Most people usually consider killing Hitler. But if you think about it, there are on average 80 to 30 million sperm in a typical ejaculation. So I’d find Hitler’s dad on the street, bump into him and jiggle his nuts a bit. Then I’d come back to see how much history I changed.
“So I’d find Hitler’s dad on the street, bump into him and jiggle his nuts a bit.”
Brand new sentence.
Buy a ton of bitcoin
This would be the most inconspicuous way to get rich with time travel.
But by buying too much you could throw off the future, so it might be guess and check.
But how? You don’t have access to your current bank account, any cash you bring would likely get marked as fake because of the redesigns that happen.
It is fun to think about “if I go back in time I will buy as much X as possible.” But you don’t have any currency from that era.
2 chicks at the same time
Plot twist: You’re not allowed to participate, or even watch…

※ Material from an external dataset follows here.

Issue #30111, opened 2023-08-17
Regression: Since V6.3.1 http.post in apps, timeout seems to be shorter than 15 sec. 


FrankDaze:
### Description:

That wasn’t part of the OP! THIS GUY IS CHEATING!
I would find that fish that developed lungs and kick its ass.
Here is an alternative Piped link(s): https://piped.video/watch?v=oUbzxPpaxjw
Piped is a privacy-respecting open-source alternative frontend to YouTube.

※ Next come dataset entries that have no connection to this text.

PR #30169, opened 2023-08-24
chore: Add missing index on Permissions collection

KevLehman:


sampaiodiego (commented):
what about moving the queries to the model as well? 😬

sampaiodiego (approved):

PR #30173, opened 2023-08-24
chore: don't allow to report own messages and user actions menu dividers

yash-rajpal:
## Further comments

TC-929


apps/meteor/app/ui-utils/client/lib/messageActionDefault.ts
```diff
@@ -241,9 +241,9 @@ Meteor.startup(async () => {
 				},
 			});
 		},
-		condition({ subscription, room }) {
+		condition({ subscription, room, message }) {
```
gabriellsh, line 244: I think you can get the user from this object, instead of using `Meteor.userId()`

gabriellsh (changes requested):

apps/meteor/app/ui-utils/client/lib/messageActionDefault.ts
yash-rajpal: Done!

gabriellsh (approved):

PR #30175, opened 2023-08-25
chore: move team mentions to ce

heitortanoue:
Move the Team Mentions feature to the RC Community Edition

## Steps to test or reproduce

Without the EE license, try to use the team mention feature by sending a message with `@team`, all team members should be notified.

## Further comments

TC-901


yash-rajpal (dismissed):
LGTM

apps/meteor/app/mentions/server/getMentionedTeamMembers.ts
```diff
@@ -0,0 +1,27 @@
...
+callbacks.add('beforeGetMentions', async (mentionIds: string[], extra?: IExtraDataForNotification) => {
+	const { otherMentions } = extra ?? {};
+
+	const teamIds = otherMentions?.filter(({ type }) => type === 'team').map(({ _id }) => _id);
+
+	if (!teamIds?.length) {
+		return mentionIds;
+	}
+
+	const members: ITeamMember[] = await Team.getMembersByTeamIds(teamIds, { projection: { userId: 1 } });
```
KevLehman, line 21: Don't you get the type from getMembersByTeamIds?

apps/meteor/app/mentions/server/getMentionedTeamMembers.ts
```diff
@@ -0,0 +1,27 @@
...
+	mentionIds.push(
+		...new Set(members.map(({ userId }: { userId: string }) => userId).filter((userId: string) => !mentionIds.includes(userId))),
```
KevLehman, line 23: `members` already has a type, so it should be inferred here 👀

KevLehman (changes requested):

matheusbsilva137 (changes requested):
I guess we should also remove `'teams-mention'` from `BundleFeature` and from the enterprise bundle (in `bundles.ts`), shouldn't we? :thinking:

matheusbsilva137 (approved):

PR #30192, opened 2023-08-28
fix: User timezone not being respected on Current Chat's filter

murtaza98:
## Issue(s)

https://rocketchat.atlassian.net/browse/OC-822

I’m open-source, check me out at GitHub.
Go back to 1966 and attend a Yardbirds concert with Jimmy Page AND Jeff Beck on the same stage in their primes.
Put the idiot who started all this back on the tree.

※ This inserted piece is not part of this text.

PR #30194, opened 2023-08-28
fix: `default` field is not returned from the `setDefault` endpoint when setting to false

matheusbsilva137:

 - Do not remove the `default` field from rooms when it's set to `false` (since this would cause a breaking change in the `.setDefault` endpoints).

Ship my ass far, far into the future to satisfy my biggest piece of curiosity, probably in 100 yr increments or something. Hopefully somewhere with really good line of sight over a wide area, so I can see some “civilization”. If it gets really nice, I’d stay. I can try to sell the machine if funds are necessary.
If it isn’t particularly nice at some point, there’s a nonzero chance I might die on one of my jumps. Avoiding that, I’d jump backwards again far enough to live out my natural life in the most advanced time I can.
Amusingly, despite being a bit of a history buff, I’d have very little interest in actually going back. Even to learn.
Become king of the neanderthals.
Probably just see some historical events happen, like the signing of the Declaration of Independence, Apollo 11, etc. I wouldn’t really want to mess with anything to keep the “timeline” safe.
Go back to my 18th birthday and invest everything I have into apple shares.
EVIL!!!
Slap my younger self upside the head for dating that one girl.
Go back in time and tell myself that I need to go to an in-state college instead of taking out so many private loans for out of state tuition.
Guess I’d hop into the future to see how stuff plays out, then to go to the past and fix stuff. Then go back again because I realized the folly of time travel and must stop future-past-me from creating some wacky existence-ending paradox, but the real treasure will be the friends I make along the way and the wisdom I unlock.
Also, I sell the movie rights and retire comfortably.
Id take all my savings with me, go back 20 years or so and dump them all into an RSP. Should have started years ago.
Wouldn’t they deny your money because of the dates? You’d have to ensure you only have cash from pre-2003.